USFS opens firewood cutting to the public in the Lostine River corridor

Published 7:30 am Thursday, October 19, 2017

LOSTINE — With the end of firewood season close at hand, the Wallowa Mountains Office is offering a unique opportunity in the Lostine Canyon.

The second week of October, wildland firefighters fell hazard trees along the Lostine River Road that are available for the general public to cut up and remove with a special permit available only at the Wallowa Mountains Office in Joseph, good through Nov. 30.

As part of the Lostine River Corridor Public Safety Project 1,000 hazard trees were cut down by firefighters last spring. Firewood permits were sold to commercial woodcutters only. Wallowa Mountains Office District Ranger Kris Stein said this time the general public is invited.

“We had really great success with the commercial firewood sale this spring, so this fall we are going to focus on personal use,” Stein said.

Normally when an area is open to firewood gathering in Wallowa County on the national forest, woodcutters find the trees themselves, Stein said, but during this special firewood opportunity only trees felled by Forest Service employees will be available for collection.

Clint Foster, Wallowa Mountains Office silviculturist, said most of the felled trees available for collection with the special permit are between Irondyke Campground and Two Pan Trailhead where the Lostine River Road ends.

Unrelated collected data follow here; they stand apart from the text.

PR #209, opened 2018-05-23
T22054: Logging improvements

smspillaz:
https://phabricator.endlessm.com/T22054

### DIFF
--- a/libeos-updater-util/flatpak.c
+++ b/libeos-updater-util/flatpak.c
@@ -921,10 +921,10 @@ read_flatpak_ref_actions_from_node (JsonNode      *node,
                                     EOS_UPDATER_ERROR,
                                     EOS_UPDATER_ERROR_UNKNOWN_ENTRY_IN_AUTOINSTALL_SPEC))
             {
-              g_debug ("%s while parsing %s. Skipping this action and it "
-                       "will not be reapplied later. System may be in an "
-                       "inconsistent state from this point forward.",
-                       local_error->message, filename);
+              g_warning ("%s while parsing %s. Skipping this action and it "
+                         "will not be reapplied later. System may be in an "
+                         "inconsistent state from this point forward.",
+                         local_error->message, filename);
               g_ptr_array_add (skipped_action_entries, json_node_to_string (element_node));
               g_clear_error (&local_error);
               continue;
@@ -1564,9 +1564,9 @@ list_all_remote_refs_in_flatpak_installation (FlatpakInstallation  *installation
        * what collection to install it from. */
       if (collection_id == NULL)
         {
-          g_debug ("Ignoring dependencies from remote %s as "
-                   "no collection-id set",
-                   remote_name);
+          g_warning ("Ignoring dependencies from remote %s as "
+                     "no collection-id set",
+                     remote_name);
           continue;
         }
 
@@ -1683,12 +1683,12 @@ fetch_runtime_ref_for_source_ref (FlatpakInstallation *installation,
       if (g_error_matches (local_error, G_IO_ERROR, G_IO_ERROR_NOT_FOUND))
         {
           g_autofree gchar *formatted_source_ref = flatpak_ref_format_ref (source_ref);
-          g_debug ("Remote %s did not have a summary cache "
-                   "or %s was not found in it, assuming that "
-                   "%s does not have a runtime",
-                   source_ref_remote_name,
-                   formatted_source_ref,
-                   formatted_source_ref);
+          g_warning ("Remote %s did not have a summary cache "
+                     "or %s was not found in it, assuming that "
+                     "%s does not have a runtime",
+                     source_ref_remote_name,
+                     formatted_source_ref,
+                     formatted_source_ref);
 
           *out_runtime_ref = NULL;
           return TRUE;
--- a/libeos-updater-util/tests/flatpak.c
+++ b/libeos-updater-util/tests/flatpak.c
@@ -27,6 +27,31 @@
 #include <libeos-updater-util/types.h>
 #include <locale.h>
 
+static guint n_warnings = 0;
+
+static GLogWriterOutput
+log_writer_cb (GLogLevelFlags   log_level,
+               const GLogField *fields,
+               gsize            n_fields,
+               gpointer         user_data)
+{
+  if (log_level & G_LOG_LEVEL_WARNING)
+    n_warnings++;
+  return G_LOG_WRITER_HANDLED;
+}
+
+static void
+reset_n_warnings (void)
+{
+  n_warnings = 0;
+}
+
+static void
+assert_n_warnings (guint expected_n_warnings)
+{
+  g_assert_cmpuint (n_warnings, ==, expected_n_warnings);
+}
+
 typedef struct
 {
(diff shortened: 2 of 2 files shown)


libeos-updater-util/flatpak.c
```diff
@@ -921,10 +921,10 @@ read_flatpak_ref_actions_from_node (JsonNode      *node,
                                     EOS_UPDATER_ERROR,
                                     EOS_UPDATER_ERROR_UNKNOWN_ENTRY_IN_AUTOINSTALL_SPEC))
             {
-              g_debug ("%s while parsing %s. Skipping this action and it "
-                       "will not be reapplied later. System may be in an "
-                       "inconsistent state from this point forward.",
-                       local_error->message, filename);
+              g_message ("%s while parsing %s. Skipping this action and it "
```
pwithnall: I’d go with `g_warning()`. Was there any discussion about the logging level in use for these messages in the initial PR?

libeos-updater-util/flatpak.c
```diff
@@ -1564,9 +1564,9 @@ list_all_remote_refs_in_flatpak_installation (FlatpakInstallation  *installation
        * what collection to install it from. */
       if (collection_id == NULL)
         {
-          g_debug ("Ignoring dependencies from remote %s as "
-                   "no collection-id set",
-                   remote_name);
+          g_message ("Ignoring dependencies from remote %s as "
```
pwithnall: Similarly, `g_warning()` here.

libeos-updater-util/flatpak.c
```diff
@@ -1683,12 +1683,12 @@ fetch_runtime_ref_for_source_ref (FlatpakInstallation *installation,
       if (g_error_matches (local_error, G_IO_ERROR, G_IO_ERROR_NOT_FOUND))
         {
           g_autofree gchar *formatted_source_ref = flatpak_ref_format_ref (source_ref);
-          g_debug ("Remote %s did not have a summary cache "
-                   "or %s was not found in it, assuming that "
-                   "%s does not have a runtime",
-                   source_ref_remote_name,
-                   formatted_source_ref,
-                   formatted_source_ref);
+          g_message ("Remote %s did not have a summary cache "
```
pwithnall: And here. Basically, I’d want these to be really obvious in the systemd journal. (And if we ever get automated QA, they could potentially be caught by a test which checks for warning (or higher) entries in the journal.)

smspillaz: I'm not really sure how I feel about warning. If we test this behaviour `g_warning` and tests don't mix :/

libeos-updater-util/flatpak.c
smspillaz: I'm not sure. I think `debug` was suggested somewhere and then it got copied.

smspillaz:
One thing I am still potentially concerned about is how a warning loglevel will behave in the presence of subprocesses where we dont call `g_log_set_writer_func`. AFAIK, `G_DEBUG` is still set to `fatal-warnings` on those so the subprocess would still crash if it tried to emit a warning. I have not been able to test this however, so I could be wrong

pwithnall:
> Optional: Could pass a pointer to a fixture here (by calling this in the test setup func) instead of relying on global state.

Nope, since `g_log_set_writer_func()` should only be called once per process (see [its documentation](https://developer.gnome.org/glib/stable/glib-Message-Logging.html#g-log-set-writer-func)).

> I would call reset_n_wanings as part of a fixture teardown hook just in case a future test triggers a warning (which will be suppressed above), causing later tests to fail due to potentially stale global state.

No other tests can fail due to warning messages, since no other tests call `assert_n_warnings()`. However, this does mean that we will silently ignore warnings from other tests, which is not good (that might be what you were getting at). I’ll update the branch to improve our behaviour there.

> One thing I am still potentially concerned about is how a warning loglevel will behave in the presence of subprocesses where we dont call `g_log_set_writer_func`.

The tests have all passed, so I don’ŧ think there’s a problem there.

> AFAIK, `G_DEBUG` is still set to `fatal-warnings` on those so the subprocess would still crash if it tried to emit a warning. I have not been able to test this however, so I could be wrong

Actually, `G_DEBUG` is only set to `gc-friendly` in the tests (see `glib-tap.mk`). We should be setting it to `fatal-warnings` though, definitely. I’ll handle that as a separate PR.

smspillaz:
Optional: Could pass a pointer to a fixture here (by calling this in the test setup func) instead of relying on global state.

    Nope, since g_log_set_writer_func() should only be called once per process (see its documentation).

        I would call reset_n_wanings as part of a fixture teardown hook just in case a future test triggers a warning (which will be suppressed above), causing later tests to fail due to potentially stale global state.

    No other tests can fail due to warning messages, since no other tests call assert_n_warnings(). However, this does mean that we will silently ignore warnings from other tests, which is not good (that might be what you were getting at). I’ll update the branch to improve our behaviour there.


Ah, that sucks about only being able to set the callback once.

The case I'm thinking of is more along the lines of:

```
happy_test() { /* something that warns unexpectedly, reset_count not called afterwards, warning not detected */ }
test_that_expect_not_to_warn() { /* asserts that there were no warnings 💥 */ }
```

Basically its a classic potential leakage of global state into other tests issue. I'd like to see us avoid the global state or at least always clean it up after each test.

> Actually, G_DEBUG is only set to gc-friendly in the tests (see glib-tap.mk). We should be setting it to fatal-warnings though, definitely. I’ll handle that as a separate PR.

Given the discussion we just had, I'm not sure if we should be doing that? I'm thinking of https://github.com/ostreedev/ostree/pull/1542 for example.

If we ever want to test what the behaviour is during a case that warns in an acceptance test, the child process has to not warn (and thus terminate unexpectedly).

smspillaz:
> Shouldn’t review my own code!

Since I proposed this PR, I cant review it either 🙃

pwithnall:
> Ah, that sucks about only being able to set the callback once.

It’s a deliberate way of how the logging infrastructure is designed. I don’t think it’s a problem. (We do want the same log writer function for each test after all.) We just need to make sure any global state touched by that log writer function is appropriately reset.

> Basically its a classic potential leakage of global state into other tests issue. I'd like to see us avoid the global state or at least always clean it up after each test.

The warning count does get reset at the start of each test which later asserts on the warning count. We could do with an assertion before exiting which checks there were no other warnings though. I’d rather not introduce a test fixture just to assert on the warning count; that‘s quite an invasive change.

> Given the discussion we just had, I'm not sure if we should be doing that? I'm thinking of ostreedev/ostree#1542 for example.
> 
> If we ever want to test what the behaviour is during a case that warns in an acceptance test, the child process has to not warn (and thus terminate unexpectedly).

I’ve filed https://phabricator.endlessm.com/T22734 about it. I think we should use `G_DEBUG=fatal-warnings`. If it becomes a problem for subprocesses, we can remove it from the subprocess environment and do some checks on the `stderr` coming from that subprocess instead.

pwithnall:
Updated and ready for review. You could just review it in a comment, @smspillaz.

smspillaz:
Github wont let me review this but after our discussion I am fine with this for now

pwithnall:
Thanks.

PR #212, opened 2018-06-06
T22763 Prune before fetch

pwithnall:
https://phabricator.endlessm.com/T22763

This should **not** be merged, as it has not been tested yet. Let’s see what Jenkins says, and we probably want to do some manual testing in a VM too before merging. Ready for code review though.


pwithnall:
Closed (without prejudice) as per https://phabricator.endlessm.com/T22763#598482. We might want to look at this again in future, but only as part of a larger, more coherent plan for making updates succeed on low disk space systems.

“We are absolutely thrilled we can provide this important resource to the community,” Stein said. “We know it is harder and harder to get access to good firewood.”

Nathan Goodrich is the fire management officer for the Wallowa-Whitman North Zone. He said 250 trees were cut this week and another 500 will come out in spring 2018 to improve safety along the road for travelers and campers between Irondyke Campground and Two Pan Trailhead at the very end of the Lostine River Road.

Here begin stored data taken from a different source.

PR #214, opened 2018-06-08
T22805: eos-updater: Allow upgrades even if the current commit is missing

pwithnall:
https://phabricator.endlessm.com/T22805

Rebased and ready for full review and merging.

### DIFF
--- a/tests/test-update-missing-deployed-commit.c
+++ b/tests/test-update-missing-deployed-commit.c
@@ -1,0 +1,89 @@
+/* -*- mode: C; c-file-style: "gnu"; indent-tabs-mode: nil; -*-
+ *
+ * Copyright © 2018 Endless Mobile, Inc.
+ *
+ * This library is free software; you can redistribute it and/or
+ * modify it under the terms of the GNU Lesser General Public
+ * License as published by the Free Software Foundation; either
+ * version 2.1 of the License, or (at your option) any later version.
+ *
+ * This library is distributed in the hope that it will be useful,
+ * but WITHOUT ANY WARRANTY; without even the implied warranty of
+ * MERCHANTABILITY or FITNESS FOR A PARTICULAR PURPOSE.  See the GNU
+ * Lesser General Public License for more details.
+ *
+ * You should have received a copy of the GNU Lesser General Public
+ * License along with this library; if not, write to the Free Software
+ * Foundation, Inc., 51 Franklin Street, Fifth Floor, Boston, MA  02110-1301  USA
+ *
+ * Authors:
+ *  - Philip Withnall <withnall@endlessm.com>
+ */
+
+#include <gio/gio.h>
+#include <libeos-updater-util/util.h>
+#include <locale.h>
+#include <test-common/convenience.h>
+
+
+/* Delete the commit object representing the currently deployed commit, and try
+ * to do an update. The update should succeed (but should warn about the missing
+ * commit object). */
+static void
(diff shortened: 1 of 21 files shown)


tests/test-update-missing-deployed-commit.c
```diff
@@ -0,0 +1,89 @@
...
+{
+  g_auto(EtcData) real_data = { NULL, };
+  EtcData *data = &real_data;
+
+  g_test_bug ("T22805");
+
+  /* We could get OSTree working by setting OSTREE_BOOTID, but shortly
+   * afterwards we hit unsupported syscalls in qemu-user when running in an
+   * ARM chroot (for example), so just bail. */
+  if (!eos_test_has_ostree_boot_id ())
```
wjt: This (existing) function is misleadingly-named. I expected it would mean "is this test running on an OSTree-booted system?", and my follow-up question would have been: given that neither development, nor Jenkins runs, nor OBS builds happen on unconverted systems, when would this test run?

But in fact it refers to `/proc/sys/kernel/random/boot_id`. I happened to have read [Lennart's post “On IDs”](http://0pointer.de/blog/projects/ids.html) earlier today and it has this to say (emphasis mine):

> `/proc/sys/kernel/random/boot_id`: A random ID that is regenerated on each boot. As such it can be used to identify the local machine's current boot. It's **universally available** on any recent Linux kernel. It's a good and safe choice if you need to identify a specific boot on a specific booted kernel.

So instead my question is: in which environment we care about is this not present?

wjt: And a follow-up: this block (and comment) is copy-pasted in many places. `skip_test_on_ostree_boot_id` is defined in `test-update-direct.c` and then each test in that file uses:

```
if (skip_test_on_ostree_boot_id ())
  return;
```

Maybe it could be hoisted into `test-common/utils` and the rest of the copy-pasta removed? 🍝🍝🍝

pwithnall: > So instead my question is: in which environment we care about is this not present?

An ARM chroot where you can’t reasonably bind `/proc` into the chroot (for reasons I can’t remember; probably because you don’t want to expose anything from the host’s `/proc`). It was something I was using last year to debug an insidious issue with the ARM eos-updater code, which required running the unit tests in such a chroot.

See commit 5032d0a879bb5b220a52c3cc40dcf75260d64fca.

> Maybe it could be hoisted into test-common/utils and the rest of the copy-pasta removed? spaghettispaghettispaghetti

Yes, 100%. I’ll get out my spaghetti wrangling tools.

pwithnall: Fix pushed.

dbnicholson: I could be wrong, but I'm pretty sure both `jenkins-obs` and `obs-build` mount `/proc` in the buildroots. Many things are broken without it. What I suspect happened is that the older kernels that the ARM builders were running didn't have `/proc/sys/kernel/random/boot_id`. They're all running linux 4.4 from xenial and it looks like they all have `boot_id` present. So, I'd guess that this isn't an issue anymore, but it's still obviously safe to ensure it's present before running the test.

pwithnall: IIRC it was never anything to do with the Jenkins or OBS builders, it was for running an ARM chroot locally on my machine ([as per the wiki](https://phabricator.endlessm.com/w/howto/development_chroot/)).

“We removed trees causing imminent danger — dead ones already leaning and threatening to hit the road,” Goodrich said.

Live trees that are risking public safety, some more than 100 feet tall, will be taken out with logging equipment at a later date, Goodrich said.

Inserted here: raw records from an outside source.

PR #720, opened 2025-02-03
Detect undefined variables and return values with UVGs

### LINKED ISSUE #3: No compile error, if you forget return
```python
cdecl puts(string: byte*) -> int

def main() -> int:
    puts("Hello World")
    # No return statement. Should not compile, but currently segfaults at runtime.
```

I wonder if I should ask LLVM whether the end of the function can be reached without a `return` statement, or should I check for that myself.

### LINKED ISSUE #566: Undefined value warnings/errors

Akuli:
Fixes #3 (lol)
Fixes #566 

~~Marking as draft for now, because compiling the compiler with itself creates a lot of warnings from correct code. The problem is that `match` statement doesn't invoke UB if you match over an enum that is out of range, so the compiler assumes it can happen every time you `match` over an enum.~~


tests/should_succeed/return_none.jou
```diff
@@ -0,0 +1,18 @@
...
+
+def skipper(skip: bool, c: byte) -> None:
+    if skip:
+        return
+    putchar(c)
+    putchar('\n')
+
+def main() -> int:
+    skipper(False, 'a')  # Output: a
+    skipper(True, 'a')
```
Akuli, line 16:
```suggestion
    skipper(True, 'b')
```

compiler/builders/uvg_builder.jou
```diff
@@ -162,11 +179,16 @@ class UBuilder:
     # value as to
     def cast(self, value: int, to: Type*) -> int:
         if to->is_pointer_type():
+            # TODO: is this needed?
```
Akuli, line 182:
```suggestion
            # Needed to keep track of pointers to local variables, implicit casts are basically everywhere
```

compiler/builders/uvg_builder.jou
```diff
@@ -10,29 +9,37 @@ import "./ast_to_builder.jou"
...
+def FALSE_ID() -> int:
+    return -3
+
+
 class UBuilder:
     uvg: Uvg
     current_block: UvgBlock*
-    returns_a_value: bool
     location: Location
+    warn_unreachable: bool
```
Akuli, line 32: Do we really need this in this PR? This PR should only check undefined values, not unreachable code.

doc/compiler_internals/uvg.md
```diff
@@ -173,10 +173,12 @@ Also, all values may be undefined in the beginning of the start block.
 When we have computed the statuses of variables at the end of a block,
 and they differ from the previous analysis,
 we take the blocks that used the outdated statuses and queue them for another round of analyzing.
+The algorithm will terminate eventually as long as a cyclic change of statuses
+(e.g. `foo -> bar -> baz -> foo`) is not possible.
 
-At this point, we know which statuses are possible, and control flow has basically been taken care of.
-Because we only stored the statuses at the end of each block,
-we must loop through the instructions in each block again to show warnings.
+Once all that is done, we know which statuses are possible at the start and end of each block,
```
Akuli, line 179:
```suggestion
Once all that is done, we know which statuses are possible at the start and end of each block.
```

compiler/builders/uvg_builder.jou
Akuli: No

Another part of the Lostine River Corridor Public Safety Project focuses on public and private boundaries. Firefighters thinned out a dense thicket of trees and piled them for burning next year to create a fuel break to reduce the risk of wildfire on private land. By opening up the forest canopy, Goodrich said, when a wildfire does run through the stand it will burn more along the ground than in the trees’ canopies. With less fuel on the ground because of firewood collection and slash piles, there is even less risk of damage by fire.

Goodrich said as for public safety, the highest priority was clearing hazardous trees near the road.

“Every inch of the project has a different focus, but it’s all about public safety,” Goodrich said.